The batch system
The batch system is used to distribute computing jobs to the cluster. It can be used in two ways, via scripts and interactively. A typical script could look as following:
#PBS -o /home/u/username/output.dat
#PBS -l walltime=2:00:00,nodes=1
#PBS -M username@uni-muenster.de
#PBS -m ae
#PBS -q default
#PBS -N Jobname
#PBS -j oe
cd $PBS_O_WORKDIR
./a.out
The lines stand for:
- Name of the standard output file
- Approximated walltime of the computation ( 2 hours), number of nodes (here: 1 core on an arbitrary node)
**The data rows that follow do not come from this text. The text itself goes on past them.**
PR #2391, opened 2026-08-24
[PATCH v2] linux-gen: string: check _odp_snprint() format

MatiasElo:


platform/linux-generic/include/odp_string_internal.h
```diff
@@ -9,13 +9,16 @@
 extern "C" {
 #endif
 
+#include <odp/api/hints.h>
```
JannePeltonen, line 12: The commit message could mention that the issues that were previously hidden, would now start to appear with the -pedantic compiler flag.

platform/linux-generic/arch/aarch64/cpu_flags.c
```diff
@@ -616,368 +617,372 @@ static hwcap_feat_flag_t hwcap2_flags[] = {
...
+	const int max_len = 4096;
+	const int n = max_len - 1;
+	char str[max_len];
 
 	/* Avoid compiler warning about unused variable */
 	(void)ndef;
 
 	/* See ARM C Language Extensions documentation for details */
-	_ODP_PRINT("ARM FEATURES:\n");
+	len += _odp_snprint(&str[len], n - len, "ARM FEATURES:\n");
```
JannePeltonen: I think this snprintf pattern, that has been used before and is now added to more places, is a bit cumbersome. It requires the similar boilerplate code, with largish stack allocation wherever it is used.

I think a better way would be to introduce a couple of new helper functions, e.g. _ODP_PRINT_BUFFERING_START() and _ODP_PRINT_BUFFERING_END() such that _ODP_PRINT() calls made between the helpers would print into a thread-local buffer managed by the printing code and _ODP_PRINT_BUFFERING_END() would flush whatever is in the buffer. The buffer can be large as it is not in the stack, but if it still becomes full, it can be flushed from within an _ODP_PRINT() call. Outside of a buffered region _ODP_PRINT() could print directly to the log as now.

The benefit would be that the call sites would be simpler as more of the printout interleave avoidance would be in common code. And if the buffer ever was too small, printouts would not need to be truncated as with the snprintf pattern. This would also work better with the kind of ifdefs that you have to work around with a temp variable in print_compiler_info().

_ODP_ERR() and _ODP_DBG() would not need to be affected. I would think _odp_thread_state_t (i.e. _odp_this_thread thread local struct) might be a natural place for the thread local buffer and buffering state. It already contains a thread specific logging function pointer.

platform/linux-generic/odp_system_info.c
```diff
@@ -618,40 +620,51 @@ void odp_sys_config_print(void)
...
+		   CONFIG_QUEUE_MAX_ORD_LOCKS, CONFIG_MAX_DMA_SESSIONS, CONFIG_INTERNAL_STASHES,
+		   CONFIG_MAX_STASHES, CONFIG_PKTIO_ENTRIES, CONFIG_BUFFER_ALIGN_MAX,
+		   CONFIG_PACKET_HEADROOM, CONFIG_PACKET_TAILROOM, CONFIG_PACKET_SEG_SIZE,
+		   CONFIG_PACKET_MAX_SEG_LEN, CONFIG_PACKET_SEG_LEN_MIN,
+		   CONFIG_PACKET_VECTOR_MAX_SIZE, CONFIG_EVENT_VECTOR_MAX_SIZE,
+		   CONFIG_INTERNAL_SHM_BLOCKS, CONFIG_SHM_BLOCKS, CONFIG_BURST_SIZE,
+		   CONFIG_INTERNAL_POOLS, CONFIG_POOLS, CONFIG_POOL_MAX_NUM,
+		   CONFIG_POOL_CACHE_MAX_SIZE, CONFIG_POOL_STATISTICS, CONFIG_IPSEC_MAX_NUM_SA,
+		   CONFIG_TIMER_128BIT_ATOMICS, CONFIG_TIMER_PROFILE_INLINE, CONFIG_ML_MAX_MODELS,
+		   CONFIG_ML_MAX_INPUTS, CONFIG_ML_MAX_OUTPUTS, CONFIG_CACHE_PAD_LINES);
```
JannePeltonen: I think this is hard to read and maintain by humans. The proposed buffering pattern would retain the existing simpler structure with separate prints.

platform/linux-generic/arch/aarch64/cpu_flags.c
MatiasElo: To be done in a separate PR.

platform/linux-generic/odp_system_info.c
MatiasElo: Dropped the changes from this PR.

JannePeltonen (approved):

- Email address of the user
- Email notification, if the job aborts and finishes
- Name of the queue.
- Name of the job
- Put standard output and standard error messages in a single file
- Change directory to the place, where the script has been submitted
- Call a program
Put these commands in a file and submit it via "qsub filename" to enqueue your job in the batch system.
Job monitoring
For a graphical overview of all running jobs, the utility pbstop can be used.
Another possibility is the command line tool "qstat". The following options are useful:
- qstat -a: Shows all queued and jobs
- qstat -u username: Shows only the jobs of the specified user
- qstat -n PID: Shows the nodes that are running the specified job
- qstat -f PID: Shows the full information of the specified job
Choosing the compute nodes
Switch in submit script |
Compute nodes |
Useful statements | |
-l nodes=1:smp:ppn=6 | 6 Cores on zivsmp001 |
-l nodes=1:hpc:ppn=8 | 8 Cores of a single node (e.g. node016). Only with this method it is ensured that you will get a nodes for your own so that your job does not interfere with other jobs! |
-l nodes=node016:ppn=8 | Explicit selection of node016 with all of its cores |
Not recommended statements | |
-l nodes=10 | 10 arbitrary cores of the HPC nodes or ZIVSMP. |
-l nodes=2:smp:ppn=4 |
The jobs will not start since there is only one node with the property "smp" (ZIVSMP) |
The maximum walltime that can be used is 160 hours.